### TASK
Would you please transcribe, exactly as written, the lines of the entries below starting at the one that holds "Issue #303, opened 2022-10-20" and ending at the one that holds "To have the", both included?

[Saved data entries]
▽

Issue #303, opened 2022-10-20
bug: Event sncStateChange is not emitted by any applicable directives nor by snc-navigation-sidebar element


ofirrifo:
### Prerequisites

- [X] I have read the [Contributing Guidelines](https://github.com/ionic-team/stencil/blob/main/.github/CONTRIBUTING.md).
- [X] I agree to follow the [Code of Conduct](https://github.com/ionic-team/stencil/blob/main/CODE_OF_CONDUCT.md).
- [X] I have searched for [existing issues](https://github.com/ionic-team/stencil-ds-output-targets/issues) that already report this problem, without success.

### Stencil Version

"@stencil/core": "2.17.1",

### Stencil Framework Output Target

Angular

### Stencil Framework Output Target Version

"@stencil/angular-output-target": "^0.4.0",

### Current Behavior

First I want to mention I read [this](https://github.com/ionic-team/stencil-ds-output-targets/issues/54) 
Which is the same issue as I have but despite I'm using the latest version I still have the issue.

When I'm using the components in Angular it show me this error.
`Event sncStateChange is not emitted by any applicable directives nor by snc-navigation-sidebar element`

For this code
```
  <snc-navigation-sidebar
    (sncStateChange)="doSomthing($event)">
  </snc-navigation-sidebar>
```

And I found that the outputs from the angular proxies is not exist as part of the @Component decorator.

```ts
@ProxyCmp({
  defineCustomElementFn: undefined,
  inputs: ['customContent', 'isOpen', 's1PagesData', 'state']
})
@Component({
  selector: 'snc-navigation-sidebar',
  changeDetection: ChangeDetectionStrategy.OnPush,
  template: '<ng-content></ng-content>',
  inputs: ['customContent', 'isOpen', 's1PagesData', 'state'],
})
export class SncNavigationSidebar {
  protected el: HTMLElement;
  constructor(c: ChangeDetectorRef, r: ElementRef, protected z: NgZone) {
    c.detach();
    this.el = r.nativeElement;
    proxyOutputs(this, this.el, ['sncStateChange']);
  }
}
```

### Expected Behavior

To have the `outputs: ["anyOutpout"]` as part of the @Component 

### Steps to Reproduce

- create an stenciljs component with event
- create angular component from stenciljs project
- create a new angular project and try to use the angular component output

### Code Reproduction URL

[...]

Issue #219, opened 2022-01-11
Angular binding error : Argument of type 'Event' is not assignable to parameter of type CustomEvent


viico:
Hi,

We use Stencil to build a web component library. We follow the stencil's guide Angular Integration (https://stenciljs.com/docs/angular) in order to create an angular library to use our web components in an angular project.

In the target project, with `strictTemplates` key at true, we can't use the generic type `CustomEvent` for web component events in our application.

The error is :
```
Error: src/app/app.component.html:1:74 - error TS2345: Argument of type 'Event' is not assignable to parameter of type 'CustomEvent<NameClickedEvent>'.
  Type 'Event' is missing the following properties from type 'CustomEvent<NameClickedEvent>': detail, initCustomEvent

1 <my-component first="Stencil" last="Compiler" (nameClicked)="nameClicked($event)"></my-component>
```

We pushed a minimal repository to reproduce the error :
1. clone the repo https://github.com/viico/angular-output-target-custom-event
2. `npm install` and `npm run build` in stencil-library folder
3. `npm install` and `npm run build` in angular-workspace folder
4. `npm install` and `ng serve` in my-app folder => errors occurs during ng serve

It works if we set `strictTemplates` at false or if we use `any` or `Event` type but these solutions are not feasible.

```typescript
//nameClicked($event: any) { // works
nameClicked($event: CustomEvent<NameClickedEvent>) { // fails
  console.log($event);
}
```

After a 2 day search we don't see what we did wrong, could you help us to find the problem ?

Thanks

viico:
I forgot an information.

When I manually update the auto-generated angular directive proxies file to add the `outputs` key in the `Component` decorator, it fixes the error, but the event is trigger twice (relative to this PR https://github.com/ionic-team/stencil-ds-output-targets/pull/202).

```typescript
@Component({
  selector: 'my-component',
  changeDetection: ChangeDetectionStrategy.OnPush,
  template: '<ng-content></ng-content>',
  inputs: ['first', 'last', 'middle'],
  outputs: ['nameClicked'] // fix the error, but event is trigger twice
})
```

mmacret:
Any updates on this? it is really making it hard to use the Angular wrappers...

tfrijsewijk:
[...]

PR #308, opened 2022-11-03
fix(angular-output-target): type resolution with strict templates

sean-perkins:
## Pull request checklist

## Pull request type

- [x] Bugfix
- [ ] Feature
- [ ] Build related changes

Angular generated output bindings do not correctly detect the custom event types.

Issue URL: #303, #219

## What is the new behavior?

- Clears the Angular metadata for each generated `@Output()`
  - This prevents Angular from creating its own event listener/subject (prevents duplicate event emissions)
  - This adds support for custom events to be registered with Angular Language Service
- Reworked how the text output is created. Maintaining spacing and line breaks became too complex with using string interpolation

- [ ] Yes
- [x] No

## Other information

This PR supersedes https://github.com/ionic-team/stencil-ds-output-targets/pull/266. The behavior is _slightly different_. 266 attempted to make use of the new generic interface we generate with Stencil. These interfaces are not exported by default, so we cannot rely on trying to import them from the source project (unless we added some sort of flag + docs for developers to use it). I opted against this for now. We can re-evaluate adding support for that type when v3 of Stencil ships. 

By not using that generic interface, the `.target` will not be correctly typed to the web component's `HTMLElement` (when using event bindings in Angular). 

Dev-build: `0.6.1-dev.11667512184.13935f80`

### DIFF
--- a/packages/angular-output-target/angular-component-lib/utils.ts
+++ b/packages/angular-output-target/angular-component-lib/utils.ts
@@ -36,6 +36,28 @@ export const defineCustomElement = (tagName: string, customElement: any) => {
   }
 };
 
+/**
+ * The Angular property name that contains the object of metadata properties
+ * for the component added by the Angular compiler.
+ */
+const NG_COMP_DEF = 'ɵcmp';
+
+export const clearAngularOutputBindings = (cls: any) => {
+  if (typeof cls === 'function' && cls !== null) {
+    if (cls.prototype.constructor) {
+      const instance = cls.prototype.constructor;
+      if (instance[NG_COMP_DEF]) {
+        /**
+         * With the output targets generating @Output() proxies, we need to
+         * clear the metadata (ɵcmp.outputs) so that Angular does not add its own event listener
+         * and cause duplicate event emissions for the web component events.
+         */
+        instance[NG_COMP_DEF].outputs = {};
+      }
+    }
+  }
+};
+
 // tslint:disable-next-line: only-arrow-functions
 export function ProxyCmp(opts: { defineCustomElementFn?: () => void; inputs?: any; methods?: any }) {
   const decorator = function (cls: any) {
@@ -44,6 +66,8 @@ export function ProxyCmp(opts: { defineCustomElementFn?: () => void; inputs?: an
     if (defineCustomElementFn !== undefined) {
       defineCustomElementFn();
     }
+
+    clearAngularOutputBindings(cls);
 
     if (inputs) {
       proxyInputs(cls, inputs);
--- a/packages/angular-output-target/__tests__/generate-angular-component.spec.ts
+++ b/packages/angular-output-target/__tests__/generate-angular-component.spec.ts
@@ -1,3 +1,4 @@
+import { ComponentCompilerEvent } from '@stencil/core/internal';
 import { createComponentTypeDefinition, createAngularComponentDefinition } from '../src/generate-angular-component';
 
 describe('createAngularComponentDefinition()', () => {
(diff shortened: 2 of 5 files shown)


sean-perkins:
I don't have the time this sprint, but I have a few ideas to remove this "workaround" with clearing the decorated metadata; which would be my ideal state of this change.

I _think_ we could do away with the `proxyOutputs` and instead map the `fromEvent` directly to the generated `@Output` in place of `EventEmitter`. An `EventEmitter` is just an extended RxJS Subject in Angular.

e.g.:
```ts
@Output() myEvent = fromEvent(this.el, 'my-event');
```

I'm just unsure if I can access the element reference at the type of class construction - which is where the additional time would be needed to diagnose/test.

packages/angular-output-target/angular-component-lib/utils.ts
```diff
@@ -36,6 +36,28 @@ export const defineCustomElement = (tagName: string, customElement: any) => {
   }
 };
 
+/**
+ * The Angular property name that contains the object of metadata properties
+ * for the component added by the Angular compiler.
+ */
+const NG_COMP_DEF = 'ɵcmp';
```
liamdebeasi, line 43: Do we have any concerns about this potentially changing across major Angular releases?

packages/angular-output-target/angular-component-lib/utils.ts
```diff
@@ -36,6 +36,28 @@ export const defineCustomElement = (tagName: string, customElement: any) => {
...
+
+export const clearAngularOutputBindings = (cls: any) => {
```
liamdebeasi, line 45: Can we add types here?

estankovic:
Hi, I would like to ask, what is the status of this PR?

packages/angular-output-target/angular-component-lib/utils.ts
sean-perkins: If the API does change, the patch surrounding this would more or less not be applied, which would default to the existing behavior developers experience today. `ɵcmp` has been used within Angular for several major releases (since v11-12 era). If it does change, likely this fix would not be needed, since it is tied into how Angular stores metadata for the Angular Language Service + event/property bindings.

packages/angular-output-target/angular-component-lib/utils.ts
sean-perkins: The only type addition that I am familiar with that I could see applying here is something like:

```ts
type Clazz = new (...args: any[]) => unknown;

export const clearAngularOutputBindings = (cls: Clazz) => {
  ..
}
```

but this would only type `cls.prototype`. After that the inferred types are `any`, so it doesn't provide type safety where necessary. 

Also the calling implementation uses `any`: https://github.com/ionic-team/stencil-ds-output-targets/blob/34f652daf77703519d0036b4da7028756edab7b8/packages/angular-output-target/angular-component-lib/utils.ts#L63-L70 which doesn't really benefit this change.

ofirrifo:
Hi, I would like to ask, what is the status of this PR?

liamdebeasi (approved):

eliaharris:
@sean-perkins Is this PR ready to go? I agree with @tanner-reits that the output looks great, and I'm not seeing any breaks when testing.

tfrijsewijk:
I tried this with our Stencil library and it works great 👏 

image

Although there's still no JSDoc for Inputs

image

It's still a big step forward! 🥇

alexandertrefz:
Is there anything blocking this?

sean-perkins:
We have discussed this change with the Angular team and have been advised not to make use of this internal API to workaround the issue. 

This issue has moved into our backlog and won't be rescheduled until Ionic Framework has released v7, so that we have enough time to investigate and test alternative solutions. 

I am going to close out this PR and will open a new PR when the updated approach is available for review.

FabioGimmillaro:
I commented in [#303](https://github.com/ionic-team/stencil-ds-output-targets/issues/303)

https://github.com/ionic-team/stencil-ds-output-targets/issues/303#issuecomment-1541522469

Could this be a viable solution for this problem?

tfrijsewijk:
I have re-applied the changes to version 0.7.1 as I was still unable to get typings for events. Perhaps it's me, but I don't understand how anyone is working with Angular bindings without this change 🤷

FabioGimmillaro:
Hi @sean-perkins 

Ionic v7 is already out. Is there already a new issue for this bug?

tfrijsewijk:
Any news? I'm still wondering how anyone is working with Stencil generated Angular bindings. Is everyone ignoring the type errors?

△
▽

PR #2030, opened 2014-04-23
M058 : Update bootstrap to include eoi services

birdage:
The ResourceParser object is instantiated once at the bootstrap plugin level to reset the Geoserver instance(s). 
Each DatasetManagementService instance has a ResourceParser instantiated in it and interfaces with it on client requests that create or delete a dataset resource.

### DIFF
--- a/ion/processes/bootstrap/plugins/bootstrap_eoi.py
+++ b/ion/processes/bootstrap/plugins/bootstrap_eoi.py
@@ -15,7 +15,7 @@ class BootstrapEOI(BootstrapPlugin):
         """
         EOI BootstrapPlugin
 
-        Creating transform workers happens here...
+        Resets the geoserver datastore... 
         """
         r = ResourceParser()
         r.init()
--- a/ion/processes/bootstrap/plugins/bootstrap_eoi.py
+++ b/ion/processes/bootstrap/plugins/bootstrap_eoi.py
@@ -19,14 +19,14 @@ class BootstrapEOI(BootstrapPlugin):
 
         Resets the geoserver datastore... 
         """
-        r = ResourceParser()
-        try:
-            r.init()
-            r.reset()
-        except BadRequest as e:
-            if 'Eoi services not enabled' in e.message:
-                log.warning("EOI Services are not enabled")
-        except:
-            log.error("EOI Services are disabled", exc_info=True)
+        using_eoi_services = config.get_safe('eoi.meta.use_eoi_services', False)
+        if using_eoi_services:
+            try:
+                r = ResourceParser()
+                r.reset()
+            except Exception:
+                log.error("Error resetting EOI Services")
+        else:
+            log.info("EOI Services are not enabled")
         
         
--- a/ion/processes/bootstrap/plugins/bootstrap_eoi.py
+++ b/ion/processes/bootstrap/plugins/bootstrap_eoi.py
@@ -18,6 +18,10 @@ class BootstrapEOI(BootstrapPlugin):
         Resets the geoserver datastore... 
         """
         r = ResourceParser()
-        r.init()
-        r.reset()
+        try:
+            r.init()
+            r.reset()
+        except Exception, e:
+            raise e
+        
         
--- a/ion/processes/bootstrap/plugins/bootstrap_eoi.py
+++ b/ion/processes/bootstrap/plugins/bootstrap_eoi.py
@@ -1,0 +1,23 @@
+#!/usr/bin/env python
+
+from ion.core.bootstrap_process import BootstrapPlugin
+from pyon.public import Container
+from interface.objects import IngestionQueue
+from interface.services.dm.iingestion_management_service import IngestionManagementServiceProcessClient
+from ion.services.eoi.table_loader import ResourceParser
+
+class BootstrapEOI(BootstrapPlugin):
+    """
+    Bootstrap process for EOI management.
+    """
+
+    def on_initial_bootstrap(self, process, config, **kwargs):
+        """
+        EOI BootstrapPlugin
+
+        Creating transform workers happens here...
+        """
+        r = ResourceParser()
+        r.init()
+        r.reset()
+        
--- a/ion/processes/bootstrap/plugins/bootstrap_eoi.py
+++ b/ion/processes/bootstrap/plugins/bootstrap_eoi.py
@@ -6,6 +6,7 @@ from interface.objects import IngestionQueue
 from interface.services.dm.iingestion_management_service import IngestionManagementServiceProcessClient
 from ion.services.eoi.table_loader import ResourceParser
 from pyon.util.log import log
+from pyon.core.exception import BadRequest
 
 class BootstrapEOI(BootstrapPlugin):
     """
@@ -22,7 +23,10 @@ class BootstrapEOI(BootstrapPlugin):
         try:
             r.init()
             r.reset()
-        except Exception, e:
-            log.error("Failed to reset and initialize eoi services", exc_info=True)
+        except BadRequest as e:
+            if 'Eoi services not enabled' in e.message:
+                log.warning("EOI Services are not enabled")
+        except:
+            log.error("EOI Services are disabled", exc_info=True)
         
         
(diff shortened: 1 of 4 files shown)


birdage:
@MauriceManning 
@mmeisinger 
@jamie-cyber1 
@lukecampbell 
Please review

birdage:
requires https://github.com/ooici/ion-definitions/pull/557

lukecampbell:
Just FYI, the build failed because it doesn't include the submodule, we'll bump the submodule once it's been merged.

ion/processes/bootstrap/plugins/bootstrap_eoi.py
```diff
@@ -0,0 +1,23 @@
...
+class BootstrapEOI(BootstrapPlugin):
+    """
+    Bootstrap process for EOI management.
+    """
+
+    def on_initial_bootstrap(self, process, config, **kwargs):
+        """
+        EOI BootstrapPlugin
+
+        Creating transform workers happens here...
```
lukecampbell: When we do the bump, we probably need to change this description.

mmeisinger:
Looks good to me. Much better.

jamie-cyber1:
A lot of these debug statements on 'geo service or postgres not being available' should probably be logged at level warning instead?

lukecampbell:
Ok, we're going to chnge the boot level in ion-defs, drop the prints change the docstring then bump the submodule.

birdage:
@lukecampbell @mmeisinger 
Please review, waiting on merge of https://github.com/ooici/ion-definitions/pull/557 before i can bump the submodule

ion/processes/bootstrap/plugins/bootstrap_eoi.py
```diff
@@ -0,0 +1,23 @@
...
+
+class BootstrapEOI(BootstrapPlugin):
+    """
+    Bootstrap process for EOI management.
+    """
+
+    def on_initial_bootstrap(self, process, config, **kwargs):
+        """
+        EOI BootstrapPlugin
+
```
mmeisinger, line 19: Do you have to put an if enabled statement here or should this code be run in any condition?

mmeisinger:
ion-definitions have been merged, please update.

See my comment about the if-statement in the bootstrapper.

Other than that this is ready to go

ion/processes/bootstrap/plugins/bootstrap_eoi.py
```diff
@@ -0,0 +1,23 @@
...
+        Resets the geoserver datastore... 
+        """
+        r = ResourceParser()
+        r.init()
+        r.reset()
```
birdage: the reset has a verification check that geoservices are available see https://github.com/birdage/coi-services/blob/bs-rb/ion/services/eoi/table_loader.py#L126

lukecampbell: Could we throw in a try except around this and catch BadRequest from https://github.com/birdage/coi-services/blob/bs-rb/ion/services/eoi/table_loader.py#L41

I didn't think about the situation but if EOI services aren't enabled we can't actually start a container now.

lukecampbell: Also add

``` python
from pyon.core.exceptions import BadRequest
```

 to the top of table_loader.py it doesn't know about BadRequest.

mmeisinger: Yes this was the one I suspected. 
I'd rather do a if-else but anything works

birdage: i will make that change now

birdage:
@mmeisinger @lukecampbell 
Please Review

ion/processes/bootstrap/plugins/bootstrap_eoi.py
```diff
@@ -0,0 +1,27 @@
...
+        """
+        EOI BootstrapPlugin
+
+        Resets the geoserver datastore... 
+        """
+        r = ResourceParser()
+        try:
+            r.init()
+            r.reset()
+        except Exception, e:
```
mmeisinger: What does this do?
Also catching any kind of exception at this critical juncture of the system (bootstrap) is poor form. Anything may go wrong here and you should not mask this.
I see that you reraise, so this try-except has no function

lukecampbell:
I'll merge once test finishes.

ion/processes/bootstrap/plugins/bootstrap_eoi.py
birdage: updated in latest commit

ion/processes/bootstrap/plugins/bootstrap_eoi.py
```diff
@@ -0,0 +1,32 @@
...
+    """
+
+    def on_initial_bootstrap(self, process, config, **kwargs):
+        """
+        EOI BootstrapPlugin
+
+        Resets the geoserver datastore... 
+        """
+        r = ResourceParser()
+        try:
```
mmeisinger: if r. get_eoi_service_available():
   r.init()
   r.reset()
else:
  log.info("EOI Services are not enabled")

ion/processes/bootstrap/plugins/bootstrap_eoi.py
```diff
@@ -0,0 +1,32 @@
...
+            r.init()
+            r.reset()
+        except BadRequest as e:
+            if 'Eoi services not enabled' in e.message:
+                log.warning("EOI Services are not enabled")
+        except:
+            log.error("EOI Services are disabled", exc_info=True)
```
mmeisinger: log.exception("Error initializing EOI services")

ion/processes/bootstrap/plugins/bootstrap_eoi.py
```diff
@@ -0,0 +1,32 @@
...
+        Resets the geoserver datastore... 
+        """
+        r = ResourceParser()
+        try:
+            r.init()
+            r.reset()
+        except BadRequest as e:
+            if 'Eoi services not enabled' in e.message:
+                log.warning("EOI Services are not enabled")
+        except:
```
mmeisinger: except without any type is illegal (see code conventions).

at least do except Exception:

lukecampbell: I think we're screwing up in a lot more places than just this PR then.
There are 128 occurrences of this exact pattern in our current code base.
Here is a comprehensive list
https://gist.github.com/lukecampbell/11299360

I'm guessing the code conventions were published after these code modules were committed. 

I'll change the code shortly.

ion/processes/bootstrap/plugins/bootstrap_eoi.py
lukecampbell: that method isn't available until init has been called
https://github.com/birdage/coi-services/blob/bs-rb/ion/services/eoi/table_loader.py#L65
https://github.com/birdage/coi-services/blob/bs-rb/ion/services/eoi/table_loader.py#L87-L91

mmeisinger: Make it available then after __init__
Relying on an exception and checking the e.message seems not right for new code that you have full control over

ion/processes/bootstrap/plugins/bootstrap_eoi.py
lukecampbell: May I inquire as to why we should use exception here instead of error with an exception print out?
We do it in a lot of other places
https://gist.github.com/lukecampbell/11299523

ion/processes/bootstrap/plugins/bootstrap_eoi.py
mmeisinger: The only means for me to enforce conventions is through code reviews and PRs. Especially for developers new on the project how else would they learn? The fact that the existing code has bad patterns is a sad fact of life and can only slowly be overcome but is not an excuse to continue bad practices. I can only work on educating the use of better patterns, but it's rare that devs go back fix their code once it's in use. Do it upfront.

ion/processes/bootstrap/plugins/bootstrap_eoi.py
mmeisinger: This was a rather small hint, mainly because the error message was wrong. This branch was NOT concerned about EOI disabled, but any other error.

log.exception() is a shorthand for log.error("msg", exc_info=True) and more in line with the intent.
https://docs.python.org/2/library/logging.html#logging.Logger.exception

△
▽

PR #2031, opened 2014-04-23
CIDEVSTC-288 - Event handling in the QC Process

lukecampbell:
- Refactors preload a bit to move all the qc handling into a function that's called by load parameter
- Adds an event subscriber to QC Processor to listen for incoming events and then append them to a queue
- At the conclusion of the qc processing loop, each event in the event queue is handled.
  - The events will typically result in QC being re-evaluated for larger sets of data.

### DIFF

△

### ANSWER TO THE EXERCISE
Issue #303, opened 2022-10-20
bug: Event sncStateChange is not emitted by any applicable directives nor by snc-navigation-sidebar element


ofirrifo:
### Prerequisites

- [X] I have read the [Contributing Guidelines](https://github.com/ionic-team/stencil/blob/main/.github/CONTRIBUTING.md).
- [X] I agree to follow the [Code of Conduct](https://github.com/ionic-team/stencil/blob/main/CODE_OF_CONDUCT.md).
- [X] I have searched for [existing issues](https://github.com/ionic-team/stencil-ds-output-targets/issues) that already report this problem, without success.

### Stencil Version

"@stencil/core": "2.17.1",

### Stencil Framework Output Target

Angular

### Stencil Framework Output Target Version

"@stencil/angular-output-target": "^0.4.0",

### Current Behavior

First I want to mention I read [this](https://github.com/ionic-team/stencil-ds-output-targets/issues/54) 
Which is the same issue as I have but despite I'm using the latest version I still have the issue.

When I'm using the components in Angular it show me this error.
`Event sncStateChange is not emitted by any applicable directives nor by snc-navigation-sidebar element`

For this code
```
  <snc-navigation-sidebar
    (sncStateChange)="doSomthing($event)">
  </snc-navigation-sidebar>
```

And I found that the outputs from the angular proxies is not exist as part of the @Component decorator.

```ts
@ProxyCmp({
  defineCustomElementFn: undefined,
  inputs: ['customContent', 'isOpen', 's1PagesData', 'state']
})
@Component({
  selector: 'snc-navigation-sidebar',
  changeDetection: ChangeDetectionStrategy.OnPush,
  template: '<ng-content></ng-content>',
  inputs: ['customContent', 'isOpen', 's1PagesData', 'state'],
})
export class SncNavigationSidebar {
  protected el: HTMLElement;
  constructor(c: ChangeDetectorRef, r: ElementRef, protected z: NgZone) {
    c.detach();
    this.el = r.nativeElement;
    proxyOutputs(this, this.el, ['sncStateChange']);
  }
}
```

### Expected Behavior

To have the `outputs: ["anyOutpout"]` as part of the @Component 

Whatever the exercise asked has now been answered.